PROVIDED RECORDS>
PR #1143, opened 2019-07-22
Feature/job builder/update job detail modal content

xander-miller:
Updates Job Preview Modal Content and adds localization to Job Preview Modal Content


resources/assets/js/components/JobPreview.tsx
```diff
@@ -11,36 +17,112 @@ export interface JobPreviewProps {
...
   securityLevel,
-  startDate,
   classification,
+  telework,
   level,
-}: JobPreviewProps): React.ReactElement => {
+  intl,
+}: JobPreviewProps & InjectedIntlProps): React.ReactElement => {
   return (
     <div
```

...

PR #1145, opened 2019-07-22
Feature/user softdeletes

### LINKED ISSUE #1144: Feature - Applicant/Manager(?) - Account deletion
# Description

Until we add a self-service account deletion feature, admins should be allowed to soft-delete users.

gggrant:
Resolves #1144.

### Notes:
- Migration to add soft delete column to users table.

--

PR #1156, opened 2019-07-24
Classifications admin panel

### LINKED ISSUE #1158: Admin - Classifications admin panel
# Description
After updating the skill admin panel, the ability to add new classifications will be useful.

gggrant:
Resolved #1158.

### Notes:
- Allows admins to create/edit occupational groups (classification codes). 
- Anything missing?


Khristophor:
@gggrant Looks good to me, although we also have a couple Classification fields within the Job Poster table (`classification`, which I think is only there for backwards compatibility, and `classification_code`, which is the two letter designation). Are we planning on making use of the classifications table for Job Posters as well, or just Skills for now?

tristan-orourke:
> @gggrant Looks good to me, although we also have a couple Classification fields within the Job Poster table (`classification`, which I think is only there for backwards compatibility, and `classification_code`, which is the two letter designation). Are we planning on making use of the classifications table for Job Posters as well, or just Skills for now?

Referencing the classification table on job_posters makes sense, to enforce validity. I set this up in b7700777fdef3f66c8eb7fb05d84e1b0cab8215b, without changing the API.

YOUR OBJECTIVE> In the listing above, find the line containing "After updating the" and the line containing "Referencing the classification", then repeat those two lines and everything between them exactly.

SOLUTION TO THE EXERCISE>
After updating the skill admin panel, the ability to add new classifications will be useful.

gggrant:
Resolved #1158.

### Notes:
- Allows admins to create/edit occupational groups (classification codes). 
- Anything missing?


Khristophor:
@gggrant Looks good to me, although we also have a couple Classification fields within the Job Poster table (`classification`, which I think is only there for backwards compatibility, and `classification_code`, which is the two letter designation). Are we planning on making use of the classifications table for Job Posters as well, or just Skills for now?

tristan-orourke:
> @gggrant Looks good to me, although we also have a couple Classification fields within the Job Poster table (`classification`, which I think is only there for backwards compatibility, and `classification_code`, which is the two letter designation). Are we planning on making use of the classifications table for Job Posters as well, or just Skills for now?

Referencing the classification table on job_posters makes sense, to enforce validity. I set this up in b7700777fdef3f66c8eb7fb05d84e1b0cab8215b, without changing the API.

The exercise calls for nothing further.